China erhebt Anspruch auf die staatliche Hoheit im Netz, die "Cybersouveränität". Das Netz soll "sicher" sein, für Nutzer und Regierende gleichermaßen. Chinas Präsident Xi Jinping stellte diesen Begriff auf dem Wuzhener Gipfel 2015 als die Kernforderung Chinas vor. "Der Grundsatz der souveränen Gleichheit, der in der UN-Charta festgeschrieben ist, soll auch im Netz Anwendungen finden. Das Recht auf souveräne Entscheidungen bei Entwicklungswegen und Verwaltungsmodellen für das Netz sowie die Internetpolitik muss respektiert werden", sagte Xi 2015. Beobachter sehen darin die Ankündigung, die "große Firewall" sowie die Schlagkraft der Cyber-Polizei auszubauen.
"Wir kritisieren, dass Xi Jinping das Konzept der 'Cyber-Souveränität' als Vorwand nutzt, um die Kontrolle der Bevölkerung durch das Internet zu rechtfertigen. Im Internet sollte sich Information vielmehr frei verbreiten können und nicht zensiert werden", sagt die Organisation Reporter ohne Grenzen über die chinesischen Pläne.
Kontrolle im Namen von Kampfes gegen Terrorismus und Betrug
Im Juni trat in China das "Gesetz über die Sicherheit im Internet" in Kraft. Es sei gegen Terroraktivitäten im Netz und zunehmenden Internetbetrug gerichtet. Es erlaubt eine weiter gehende Kontrolle der User als zuvor. So dürfen Internetnutzer so lange keine Kommentare auf sozialen Medien abgeben, bis ihre persönliche Identität verifiziert wurde. Betreiber sind verpflichtet, die abgegebenen Kommentare vor Veröffentlichung zu prüfen.

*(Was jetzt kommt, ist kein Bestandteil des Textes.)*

PR #2285, opened 2018-11-30
Feature ballfun

NBoulle:
Add ballfun for computing with functions and vectors on the unit ball.


trefethen:
I have been playing with versions of Ballfun in the past month and suggesting various changes that have now been incorporated.  It seems very promising and I hope some others will now take a look.

A small correction to the `help ballfun` text please: currently it is stated that one can use either (x,y,z) or (r.lambda,theta), but the user is not told how to inform the constructor of which of these choices is being used.

Might the help text also have a couple of examples?  For example:

```
Examples:

   f = ballfun(@(x,y,z) 1); sum3(f)/(4*pi/3)

   plot(ballfun(@(x,y,z) sin(40*x))), colorbar
```

gradywright:
I've started my initial code review.  I will post comments as I come across them, but try to batch them up according to chunks of time I have to looking at the code.  Below is my first batch.

- [ ] Add option for constructing a ballfun of a given length (similar to chebfun2, chebfun3, spherefun, and diskfun) - this could be moved to a feature request in a later release.
- [ ] Add option for constructing a ballfun of a given tolerance (similar to chebfun3) - this could be moved to a feature request in a later release.
- [ ] "vertical scale" is not included in `display()` output.  It is amongst all other chebfuns (chebfun, spherefun, diskfun, etc.)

Im chinesischen Internet ist keine Anonymität möglich. "Auch die letzten Schlupflöcher werden durch die neuen Gesetze geschlossen, um kritische Stimmen zu unterdrücken", bilanziert Reporter ohne Grenzen. Während der freie Meinungs- und Informationsaustausch der Bürger untereinander scharf kontrolliert wird, baut die Regierung gleichzeitig die Steuerung des Informationsflusses im Internet aus. "Mitarbeiter im öffentlichen Dienst werden aufgefordert, an der meinungsbildenden öffentlichen Diskussion im Internet teilzunehmen. Andere Teilnehmer stammen aus der Jugendorganisation der KPCh und werden aus Kreisen anderer 'freiwilliger Bürger' rekrutiert", so eine Studie des "Freedom House" mit Sitz in New York und Washington. All dies treibt Peking im Inland unter dem Dach der "Cybersouveränität" voran. In Wuhan forderte China unterdessen die Errichtung eines "multinationalen, demokratischen und transparenten globalen Systems zur Internet-Kontrolle".